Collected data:
◆ ◆ ◆ ◆
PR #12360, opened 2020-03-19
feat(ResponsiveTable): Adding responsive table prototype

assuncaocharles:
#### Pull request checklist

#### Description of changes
◆ ◆ ◆ ◆
• WHAT THE TASK ASKS
Transcribe the data in full, matching every line exactly.

• EXPECTED ANSWER
PR #12360, opened 2020-03-19
feat(ResponsiveTable): Adding responsive table prototype

assuncaocharles:
#### Pull request checklist

#### Description of changes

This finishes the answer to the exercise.